> **THE TASK**: Please copy the leading lines of the entries below exactly, concluding with the line in which "Fixes both legs" occurs.

> **DATA IN THIS EXERCISE**:
PR #2838, opened 2026-08-26
fix(uipath-maestro-case): take connector schema property names from the spec's own authority

song-zhao-25:
Fixes both legs of a failing eval run (score 0.500), which turned out to be two unrelated defects.

## Leg 1 — names destroyed by the lowering pass

`uip maestro case spec --output json` PascalCases every key, deleting underscores. Phase 3 then lowered the first character of every spliced key, breaking contract field names in both directions:

| Contract | Serializer sends | Lowering gives | Result |
|---|---|---|---|
| `app_id` | `AppId` | `appId` | wrong name, `validate` green |
| `Title` (Outlook) | `Title` | `title` | a name that was **already correct**, destroyed |

The second row is why this can't be fixed by scanning for leftover capitals — on a capital-first connector that scan *is* the defect.

**Fix:** the keys **of** a `properties` / `definitions` map are connector field names, so they're excluded from the lowering pass and taken from their authority — `properties` keys from the ordered distinct segments of `ResponseFields[].Name` / `Inputs.*[].Name` under that map's accumulated dotted path; `definitions` keys from the tail of the targeting `$ref`. The `Error` output is the platform envelope and still lowers.

Plus the three capital-first gates carved out. Not optional: in the failing run the agent read the exception and then **overruled it**, quoting the HARD GATE verbatim in its own reasoning.

## Leg 2 — properties missing, not mis-cased

The Slack node was built with **4 of 13** response properties. Not a naming bug: the agent hand-wrote `tasks/spec-cache.<elementId>.json` from reasoning, producing 8.4 KB from a 68 KB response and holding 4 of 102 `ResponseFields`. It hand-wrote it because Rule 13 banned shell redirection for that file. The naming rule then read a starved authority.

**Fix:** redirect on both connector paths, with a narrow Rule 13 exception for that one file (`trigger-spec-cache.json` stays excluded — it's a merge-by-T-number sidecar `>` would truncate). Plus an explicit instruction to copy the body whole, with the scale stated and a four-count self-check, since `validate` reports a truncated schema as `Valid`.

## Ground truth

Verified against the live tenant and against a hand-built Studio Web solution. The FE writes the **full** schema — Slack `response` is 514 keys (13 top-level + 118 nested property keys, 29 definitions, 29 `$ref`s), Outlook is 120 — not just the bound leaves. It lower-cases the `Error` envelope and preserves Outlook's capital-first names. The positional match between property maps and authority segments holds at every depth across 8 operations on 2 connectors.

## Paired test

`tests/tasks/uipath-maestro-case/connector_naming/` — one stage, two tasks spanning both conventions (Slack snake_case, Outlook capital-first), stopping at `validate`; the case never runs. The grader derives every expectation from a live `case spec` at grade time rather than a frozen golden. Verified against 14 synthetic caseplans: an ideal build passes, every injected defect fails.

## Status

**Draft — no passing run yet.** Known open risk: inside a payload body one spelling is often both a JSON-Schema keyword and a contract field name (`"Title"` occurs 134× in the Slack body, `"Type"` 161×), so `replace_all` cannot separate them and this PR gives no mechanism for that. Deliberately left out rather than guessed at — the next run decides whether it's needed.

Two unrelated bugs found along the way are **not** here: the filter-sink docs assert a compiled `body.filters.expression` that a literal-only filter doesn't produce (verified live), and the event-trigger sidecar has no slot for the `ResponseFields` it needs. Both deserve their own PRs.

Supersedes #2815.


song-zhao-25:
Superseded — closing in favour of the CLI-side fix plus a much smaller skill change.

**Root cause turned out to be a CLI bug, not a skill gap.** `OutputFormatter.success()` PascalCases every key inside `Data` unless the caller opts out via `preserveDataKeys`, and `case spec` never did. In a JSON Schema the `properties`/`definitions` keys ARE the connector's field names, so the policy renamed user data — irreversibly, because it deletes underscores (`app_id` → `AppId`, and lowering gives `appId`).

Fixed at source in the CLI: `fix/case-spec-preserve-schema-keys` (case-tool `8c7d21e86`). Verified against the built formatter — `app_id`, `Title`, `block_id`, `messageBot_profile` all survive and `#/definitions/messageBot_profile` resolves.

**So everything this PR added is obsolete**: the authority table, the positional-zip derivation, the `$ref`-tail rule, the keyword/field collision handling, the copy-then-rename mechanism, the gate carve-outs. `caseShape` now arrives disk-ready and is spliced verbatim.

Replaced by `fix/case-cli-camelcase-caseshape`, which is net deletion (3 files, +31/−40) and mostly removes what this PR was trying to get right. It also fixes read paths to the mixed shape the CLI fix produces (`.Data.CaseShape.context` — container PascalCase, contents camelCase; both spellings in the docs today are wrong).

Carried forward from here:
- the `>` redirect to the per-node spec-cache and its Rule 13 carve-out — that fixed a **different** bug (a hand-written 8.4 KB cache from a 68 KB response, 4 of 102 `ResponseFields`), unaffected by casing
- the `connector_naming` test unchanged — its grader resolves paths case-insensitively and reads its authority from the non-preserved `Data.Outputs.ResponseFields`, so it grades against both binaries and can verify the CLI fix

Worth recording why this ran long: five eval runs, each fixing a real defect and revealing the next, all of them downstream of a CLI bug none of the prose could have fixed. The three that were mine were self-inflicted — documenting where `validate` is blind, which the agent read as permission to skip the work.

song-zhao-25:
Closing — superseded by the CLI fix plus `fix/case-cli-camelcase-caseshape`. See the previous comment.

> **RESPONSE**:
PR #2838, opened 2026-08-26
fix(uipath-maestro-case): take connector schema property names from the spec's own authority

song-zhao-25:
Fixes both legs of a failing eval run (score 0.500), which turned out to be two unrelated defects.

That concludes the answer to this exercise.